Trigger side (deterministic). Once a sensitive read has been marked earlier in the session, a subsequent network-egress action is escalated to ask (policy_sensitive_read_egress). Egress is detected for both Bash network tools (curl, wget, nc, scp, a /dev/tcp redirect, …) and native tools with an explicit network url/uri/endpoint field (e.g. https://... in WebFetch), so a non-Bash network call is not a bypass. Following deny-on-content / ask-on-heuristic, this is an ask: the correlation does not prove the egress carries the sensitive bytes, so it prompts rather than blocks.

Known limits: the marker is scoped to the curated sensitive-path classes, so a read of an arbitrary out-of-workspace file is not yet treated as sensitive (a deliberately tight first cut to control false positives); and the trigger is a read-then-egress correlation, not a content/destination data-flow proof.

Resource governance

Gensee adds deterministic resource guards to the same PreToolUse decision path.

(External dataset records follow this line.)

PR #1714, opened 2021-01-13
Update oidc-authservice

yhwang:
Use the newer image of oidc-authservice, add mandatary
parameter(AUTHSERVICE_URL_PREFIX) and change to
`istio/base_v3`.

Signed-off-by: Yihong Wang <yh.wang@ibm.com>

**Which issue is resolved by this Pull Request:**
Resolves #

**Description of your changes:**

**Checklist:**
- [x] Unit tests have been rebuilt: 
    1. `cd manifests/tests`
    2. `make generate-changed-only`
    3. `make test`

PR #1839, opened 2021-04-13
Update oidc-authservice image tag

DavidSpek:
While going through the image tags for the Kubeflow deployment I noticed that the image tag for the OIDC-authservice is from December 2019. Looking at the [registry](https://console.cloud.google.com/gcr/images/arrikto/GLOBAL/kubeflow/oidc-authservice?gcrImageListsize=30) there are some images that were created 12 days ago with a `-dirty` suffix, the image tag in this PR is the newest with this suffix.

@yanniszark I'm not sure what has changed with the OIDC-authservice, since this is an Arrikto project. Should this be updated? Do you know the difference between the regular and the `-dirty` image tags for the OIDC-authservice? I assume the newer versions contain bug/security fixes that Kubeflow distributions would then want to use.

### DIFF
--- a/common/oidc-authservice/base/kustomization.yaml
+++ b/common/oidc-authservice/base/kustomization.yaml
@@ -43,4 +43,4 @@ configurations:
 images:
 - name: gcr.io/arrikto/kubeflow/oidc-authservice
   newName: gcr.io/arrikto/kubeflow/oidc-authservice
-  newTag: 28c59ef
+  newTag: fef11c3


yanniszark:
@DavidSpek unfortunately it is not possible to do this yet. Please see:
https://github.com/kubeflow/manifests/pull/1714#issuecomment-803106340

DavidSpek:
@yanniszark Thanks for informing me. I figured there was likely a reason this was not done yet. Also, sorry for creating the duplicate PR. I doubt I will have the time for updating the Central Dashboard to be able to use newer images of the OIDC authservice, but I'll keep it in mind if I don't feel like working on other stuff one day.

They are intentionally bounded, local, and configurable:

ControlDefaultEnvironment variable
Maximum file size for a read before prompting10 MiBGENSEE_MAX_READ_BYTES
Maximum file subjects in one tool call before prompting50GENSEE_MAX_FILE_SUBJECTS_PER_TOOL
Maximum shell segments/process fan-out before prompting25GENSEE_MAX_SHELL_SEGMENTS_PER_TOOL
Maximum PreToolUse tool calls per session before blocking500GENSEE_MAX_TOOL_CALLS_PER_SESSION
Maximum network egress actions per session before blocking100GENSEE_MAX_NETWORK_EGRESS_PER_SESSION
Maximum per-request file-access rate before prompting120/minGENSEE_MAX_FILE_ACCESSED_RATE_PER_MIN
Maximum per-request network-egress rate before blocking30/minGENSEE_MAX_NETWORK_RATE_PER_MIN
Require egress proxy modeoffGENSEE_REQUIRE_EGRESS_PROXY=1 or GENSEE_EGRESS_PROXY_URL=...
Network host allowlistoffGENSEE_EGRESS_ALLOW_HOSTS=api.example.com,updates.example.com

Network egress is recorded with a non-escalating policy_network_egress marker only when the immediate PreToolUse decision is allow. The later quota check uses that marker, so denied or still-pending ask network calls do not consume quota. Host allowlisting matches exact hosts and subdomains, and covers explicit URLs plus /dev/tcp and /dev/udp socket paths. When proxy mode is required, direct socket tools and known proxy-bypass options such as --noproxy are blocked.

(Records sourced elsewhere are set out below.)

Issue #1797, opened 2021-04-05
Upgrade to use Kustomize v4+


zijianjoy:
From the README of kubeflow/manifests: https://github.com/kubeflow/manifests#prerequisites, it is a prerequisite to use Kustomize `v3.2.0` for building resources. However, Kustomize v4+ is available. Can we upgrade prerequisite to use new version of Kustomize?

One thing that needs to be changed is that: flag name `load_restrictor` is changed in Kustomize v4+, we need to make the following updates in docs and build commands:

Change from `--load_restrictor=none` to `--load-restrictor LoadRestrictionsNone`. Note the difference between `_` and `-`.

yanniszark:
@zijianjoy thanks a lot for opening this issue to switch our target version to latest Kustomize v4.
This was not in our plan for 1.3.0, the reason being that we didn't want to change too many things together.
But it can very well be in our plans for the point release or 1.4. Let's use this issue to track the effort.

DavidSpek:
I am using Kustomize v4.0.5 for https://github.com/kubeflow-onprem/ArgoFlow and everything works as expected. The `--load_restrictor` flag is also not necessary except for the Katib manifests, which should be fixed and I have a PR open for this already. For the Argo installation I am not using `load_restrictor` (for Katib I am using my fixed version of the manifests) so this can be seen as proof that this flag is not necessary for deploying Kubeflow.

berndverst:
This issue burns me over and over. I am used to installing the latest version of tools and I ran into this again trying to work out the latest

As far as I can tell 3.9.2+ are broken with Knative also:
`kustomize build --load_restrictor=none common/knative/knative-eventing-install/base`

errors with

```
... at path 'spec/template/metadata/labels': wrong Node Kind for spec.template.metadata.labels expected: MappingNode was AliasNode: value: {*ref_0}
```

The latest version that works for me is 3.9.1 or 3.8.10. I installed and tested about 20 different versions.

berndverst:
FYI @DavidSpek with 4.0.5 Knative is also broken as is:

```
 ~/src/kubeflow/manifests-1.3-branch:  kustomize build --load-restrictor LoadRestrictionsNone common/knative/knative-eventing-install/base
```

```
wrong Node Kind for spec.template.metadata.labels expected: MappingNode was AliasNode: value: {*ref_0}
```

@yanniszark 
[...]

PR #1840, opened 2021-04-13
Sync Katib manifests with Kustomize v4 support

andreyvelich:
**Which issue is resolved by this Pull Request:**
Related PR: https://github.com/kubeflow/katib/pull/1498.

**Description of your changes:**
After these changes user can deploy Katib without `load_restrictor` flag.
I verified `katib-with-kubeflow-cert-manager` and the new `katib-with-kubeflow` install.
The output manifests should be equal.

/assign @DavidSpek @yanniszark @gaocegege @johnugeorge 

**Checklist:**
- [ ] Unit tests pass:
  **Make sure you have installed kustomize == 3.2.1**
    1. `make generate-changed-only`
    2. `make test`

PR #1844, opened 2021-04-14
Remove load_restrictor kustomize flag and lint README markdown

DavidSpek:
Related to: https://github.com/kubeflow/manifests/issues/1797

This PR removes the `load_restrictor` flag from the README and the testing scripts as this flag should not be needed since https://github.com/kubeflow/manifests/pull/1840 has been merged. This allows Kustomize v3 and v4 to be used by users. This PR also fixes a few style inconsistencies in the README.

/cc @yanniszark I'm unsure if the approach for the Python and Go is correct. Also, the `load_restrictor` flag is still used in 2 places in the pipelines manifests which should be fixed upstream.

**Checklist:**
- [ ] Unit tests pass:
    2. `make test`

### DIFF
--- a/docs/KustomizeBestPractices.md
+++ b/docs/KustomizeBestPractices.md
@@ -39,38 +39,6 @@ installs/
 Defining separate packages for each component makes it easier to use composition to define new configurations; e.g. using an external database as opposed
 to a database running in cluster.
 
-## Reuse patches
-
-We encourage reusing patches across kustomize packages when it makes sense. For example suppose we
-have an onprem and standalone version of our application but both of them want to reuse
-a common patch to use an external database. We could lay the packages out like so
-
-```
-components/
-          /patches/
-                  /deployment-external-db.yaml
-installs/
-        /app-standalone
-        /app-onprem
-```
-
-The kustomization files for app-standalone could then look like the following
-
-```
-apiVersion: kustomize.config.k8s.io/v1beta1
-...
-patchesStrategicMerge:
-- ../../components/patches/deployment-external-db.yaml
-```
-
-### Disable security check for file outside of directory root
-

Per-request rates are stored on the existing requests.file_accessed_rate and requests.network_rate columns as events per minute over the current request window, with a one-minute minimum denominator. That keeps the fields stable for audit and timeline use while avoiding a new counter table in the first pass.

GENSEE_EGRESS_PROXY_URL is also propagated by gensee run as HTTP_PROXY, HTTPS_PROXY, and ALL_PROXY for managed agents. Hook-only integrations can still enforce the pre-tool proxy/host policy, but cannot force an already launched external agent process to inherit proxy environment variables.

Known limits: CPU and memory quotas require OS/container enforcement and are not implemented in the hook process. The fan-out guard is a deterministic shell shape check, not a complete process-tree proof; EndpointSecurity/eBPF or a container runtime should become the durable process-limit layer.

Decision output

For PreToolUse, stdout is reserved for the agent hook policy response:

json
{"hookSpecificOutput":{"hookEventName":"PreToolUse","permissionDecision":"deny","permissionDecisionReason":"Protected secret read: /Users/example/.ssh/config"}}

Findings are also persisted to the SQLite alerts table and shown in gensee timeline.

Released under the Apache 2.0 License.